Learn from other men who have journeyed this road less traveled.
Nothing of real value comes easy.
My mother’s relationship with my father was defined by constant strife over his alcoholism, gambling, and coming home late. My father was the “bad guy” in our household. We all took my mothers’ side. We were all triangulated into the relationship between her and my father. She was “safer,” because she was present and provided more comfort and attention than he. However, my mother always suffered from migraines, sudden mood swings, and other problems. I am sure raising five kids on her own took its toll on her emotionally and physically. My mother was both physically and emotionally abusive. She screamed and yelled a lot. She would leave all of us home by ourselves as she went out looking for her husband in bars. In her bursts of anger and frustration she beat us with coat hangers to settle fights and squabbles us kids had. There were no healthy boundaries set in our home. She could not handle us. And she hung on to an unhealthy relationship at all odds.
…the perfectly behaved young man…
I carried a lot of fear and shame.
There were volumes of literature on homosexuality. It was nurture versus nature, in a nutshell. But the truth was, my attractions to men were so strong, it didn’t matter what the research said. I determined that my sexual attraction had to be genetic since it was so strong. And it turned out that three of my siblings also had same-sex attraction. The genetic argument won.

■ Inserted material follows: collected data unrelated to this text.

PR #506, opened 2025-03-07
Updated fbf-update-data.py and fbfmaproom-sample.yaml for Madagascar NDJ

nitinmagima:
Hi Aaron,

The forecast generated with the new link much faster. However I was using the bad years from DJF over here and for some reason that's not working, any idea why? I've attached the the error below for you to see.

@dantesab9  I've pushed the updated config file to Madagascar's repository if you need to discuss it next week with the MET department and Azhar

During handling of the above exception, another exception occurred:

Traceback (most recent call last):
  File "/home/magima/python-maprooms/fbfmaproom/fbfmaproom.py", line 1160, in table_cb
    main_df, summary_df, thresholds = generate_tables(
  File "/home/magima/python-maprooms/fbfmaproom/fbfmaproom.py", line 390, in generate_tables
    basic_ds = fundamental_table_data(
  File "/home/magima/python-maprooms/fbfmaproom/fbfmaproom.py", line 550, in fundamental_table_data
    obs_ds = select_obs(country_key, obs_keys, target_month0)
  File "/home/magima/python-maprooms/fbfmaproom/fbfmaproom.py", line 522, in select_obs
    ds = ds.where(lambda x: (x["time"].dt.month == target_month) & (x["time"].dt.day == target_day), drop=True)
  File "/home/magima/.conda/envs/fbfmaproom2/lib/python3.9/site-packages/xarray/core/common.py", line 1103, in where
    cond = cond(self)
  File "/home/magima/python-maprooms/fbfmaproom/fbfmaproom.py", line 522, in <lambda>
    ds = ds.where(lambda x: (x["time"].dt.month == target_month) & (x["time"].dt.day == target_day), drop=True)
  File "/home/magima/.conda/envs/fbfmaproom2/lib/python3.9/site-packages/xarray/core/dataset.py", line 1439, in __getitem__
    return self._construct_dataarray(key)
  File "/home/magima/.conda/envs/fbfmaproom2/lib/python3.9/site-packages/xarray/core/dataset.py", line 1350, in _construct_dataarray
    _, name, variable = _get_virtual_variable(self._variables, name, self.dims)
  File "/home/magima/.conda/envs/fbfmaproom2/lib/python3.9/site-packages/xarray/core/dataset.py", line 186, in _get_virtual_variable
    raise KeyError(key)
KeyError: 'time'
Traceback (most recent call last):
  File "/home/magima/python-maprooms/fbfmaproom/fbfmaproom.py", line 1160, in table_cb
[...]

PR #530, opened 2025-04-03
Updating the bad year versions for the NDJ MAdagascar tool

dantesab9:
Hi Aaron, we added an updated bad year set for NDJ season (added to origin al data and then zarrified) and fixed the yaml file accordingly to show the NDJ specific sets (two versions now).

### DIFF
--- a/fbfmaproom/fbfmaproom-sample.yaml
+++ b/fbfmaproom/fbfmaproom-sample.yaml
@@ -420,7 +420,7 @@ countries:
                 predictors:
                     - prcp-v1
                     - enacts-precip-mon
-                predictand: bad-years-v3
+                predictand: bad-years-ndj-v2
             observations:
                 enacts-precip-mon:
                     label: ENACTS MON precip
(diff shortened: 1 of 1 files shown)


aaron-kaplan (approved):

aaron-kaplan (changes requested):
There are git conflicts, meaning the version to which you made these changes was not the latest version. I'll look over the conflicts and get back to you on how to resolve them.

aaron-kaplan:
Nitin's PR #506 added the Madagascar NDJ configuration. It consists of two commits (see https://github.com/iridl/python-maprooms/pull/506/commits). The current PR from Dante includes the first of those two commits but not the second. Nitin's second commit on that branch changed some of same lines that this PR changes, so the two conflict.

When you start to work on something, the first step should always be
```
git checkout master
git pull
git checkout my-new-branch
```
(replacing `my-new-branch` with something descriptive). That pulls the latest version from github into your local copy. If you don't do that, you end up editing an old version rather than the latest one.

Since this change is small, I think the easiest way to fix it is to close this PR and start over.

dantesab9:
Thank you Aaron, that makes sense and noted!

PR #536, opened 2025-04-11
Add zambia config

jpngfile:


fbfmaproom/fbfmaproom-sample.yaml
```diff
@@ -3771,3 +3771,55 @@ countries:
                 length: 3.0
                 issue_months: [5, 6, 7, 8]
                 start_year: 1983
+    zambia:
+        logo: Zambia_IRI_120x48.png
```
aaron-kaplan, line 3775: @nitinmagima do we have a logo file? If not, we'll use the generic IRI one.

fbfmaproom/fbfmaproom.py
```diff
@@ -47,7 +47,7 @@
 SERVER.register_error_handler(ClientSideError, pingrid.client_side_error)
 
 month_abbrev = ['jan', 'feb', 'mar', 'apr', 'may', 'jun', 'jul', 'aug', 'sep', 'oct', 'nov', 'dec']
-abbrev_to_month0 = dict((abbrev, month0) for month0, abbrev in enumerate(month_abbrev))
+abbrev_to_month0: Dict[str, int]  = dict((abbrev, month0) for month0, abbrev in enumerate(month_abbrev))
```
aaron-kaplan, line 50: @jpngfile if you're motivated to set up type checking in Github Actions, I would enthusiastically support that.

aaron-kaplan: (Before embarking on that, talk to me. Topics to discuss: which type checker, managing the pixi/conda environment.)

fbfmaproom/fbfmaproom-sample.yaml
```diff
@@ -3771,3 +3771,55 @@ countries:
...
+        center: [27, -15]
+        zoom: 6
+        rotation: 0
+        marker: [25, -17]
+        shapes:
+            - name: National
+              sql: select adm0_code as key, adm0_name as label, ST_AsBinary(the_geom) as the_geom
+                  from iridb.g2015_2012_0 where adm0_name = 'Zambia'
+              vuln_sql: select adm0_code as key, year, sum(vulnerability) as vuln
+                  from public.fbf_vulnerability where adm0_name = 'Zambia' group by 1, 2
```
aaron-kaplan, line 3786: This presumably doesn't work, because there are no rows for Zambia in the fbf_vulnerability table. That will cease to be a problem once the vulnerability layer is removed, but it would be good to merge this sooner than that. See `ethiopia` for a dummy query you can use instead.

aaron-kaplan (changes requested):
This currently doesn't work, probably because the forecast in /data/aaron/fbf-candidate/original-data/zambia is Riz' version, which uses the wrong season (NDJ). Please fix that, and send a pull request for the forecast configuration in python_maproom_zambia.

Please add a README to /data/aaron/fbf-candidate/original-data/zambia explaining what the different bad years csv files represent, where they came from, and what command was used to convert them to zarr. (@nitinmagima this probably requires input from you.)

fbfmaproom/fbfmaproom-sample.yaml
aaron-kaplan: To use the IRI one, put `IRI_128x128.png`

fbfmaproom/fbfmaproom-sample.yaml
aaron-kaplan: The vulnerability layer has been removed, so now all we need to do is remove `vuln_sql`.

PR #541, opened 2025-04-24
Splitcptread

remicousin:
This was a bit tedious because while pyCPTv2 data files can be known and read entirely from their parent path, the tsv case needs starts and leads/targets informed by the config files, read one pair of S L/target at a time, and can take L/target as one or the other.
This creates a chicken and egg issue with respect to reading data and initializing the Start and Target menus. Given that we don't expect new tsv files being produced, I tried to address this following 2 principles:

- make the least changes to the tsv case
- make the tsv case "transparent" meaning that all of it can be removed without altering anything else

There are 2 commits only because I had to change branches to work on something else so they are arbitrary, better to see the thing as a whole.

Functions Notes give some more details of the management of the 2 cases. I am also squeezing comments in the PR for clarification.

On top of the tsv/nc considerations, there are 2 cases: single or multiple targets. It matters both for data reading and app design. If multiple, the L dimension is introduced in the dataset and a target menu is displayed in the app. If single, there's no L dimention, and no target menu (only start).

Tested both single/multiple target cases but only for nc files. I don't have tsv files for Senegal. We could generate some or write a config file for tsv files we do have. This could be done now, or if/when ever tsv files cases arise in the future.

### DIFF
--- a/enacts/flex_fcst/maproom.py
+++ b/enacts/flex_fcst/maproom.py
@@ -13,7 +13,7 @@ from . import predictions
 from . import pycpt
 import maproom_utilities as mapr_u
 import dash_leaflet as dlf
-from globals_ import FLASK, GLOBAL_CONFIG
+from globals_ import GLOBAL_CONFIG
 import calc
 
 def register(FLASK, config):
@@ -302,7 +302,7 @@ def register(FLASK, config):
                 + "<br>%{x:.1f} "
                 + obs.attrs["units"],
                 name="obs (empirical)",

I got my degree. My girlfriend and I went our separate ways. I could not deny my attractions to men. I was “free!” I began to act out and embrace the gay life style. The first two years I had many openly gay friends. A good time consisted of us going to West Hollywood, getting drunk, and picking up guys.
Over the next 10 years, I had two five-year relationships with gay men. The first was a “cheater,” and I thank God that I never contracted AIDS. I was totally sexually obsessed with this man, and it was a difficult thing to break off the relationship. The second was an awesome man. I love him to this day, but now in a deeper way, as a brother. We built a home down in Mexico. I had found what I was looking for!
There was still something missing in my life.
Homosexual behavior is a core identity and emotional issue.
I broke up with my boyfriend. It was the hardest thing I have ever done in my life, but I could no longer deny that there was indeed something more for me to discover about myself.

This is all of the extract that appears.